TASK INSTRUCTIONS
Among the entries that follow, how many lines contain the word "devices"? Give the number alone.

INPUT DATA
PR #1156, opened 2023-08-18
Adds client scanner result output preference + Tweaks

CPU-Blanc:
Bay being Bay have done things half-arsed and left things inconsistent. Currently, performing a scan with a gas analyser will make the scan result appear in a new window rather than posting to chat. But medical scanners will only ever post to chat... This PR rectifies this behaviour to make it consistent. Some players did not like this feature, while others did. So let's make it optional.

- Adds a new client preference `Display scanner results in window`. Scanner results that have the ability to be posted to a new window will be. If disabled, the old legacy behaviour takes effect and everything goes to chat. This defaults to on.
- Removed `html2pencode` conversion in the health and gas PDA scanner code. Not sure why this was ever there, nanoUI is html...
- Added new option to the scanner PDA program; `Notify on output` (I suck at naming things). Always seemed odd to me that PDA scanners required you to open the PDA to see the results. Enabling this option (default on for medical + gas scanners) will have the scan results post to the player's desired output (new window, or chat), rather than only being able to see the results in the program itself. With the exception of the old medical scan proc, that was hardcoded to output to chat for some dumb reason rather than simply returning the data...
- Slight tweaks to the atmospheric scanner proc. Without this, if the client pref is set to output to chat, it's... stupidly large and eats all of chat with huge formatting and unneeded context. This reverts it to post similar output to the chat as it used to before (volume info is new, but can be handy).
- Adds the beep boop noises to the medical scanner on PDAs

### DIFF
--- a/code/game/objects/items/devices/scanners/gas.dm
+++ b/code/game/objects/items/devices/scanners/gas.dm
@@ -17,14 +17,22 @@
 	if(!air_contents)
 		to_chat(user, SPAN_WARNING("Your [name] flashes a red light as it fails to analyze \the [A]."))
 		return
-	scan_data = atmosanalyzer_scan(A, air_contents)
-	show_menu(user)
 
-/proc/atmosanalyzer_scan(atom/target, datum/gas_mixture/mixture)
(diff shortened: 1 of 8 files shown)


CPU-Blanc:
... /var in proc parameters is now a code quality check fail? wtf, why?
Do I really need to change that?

RESPONSE TO THE TASK
2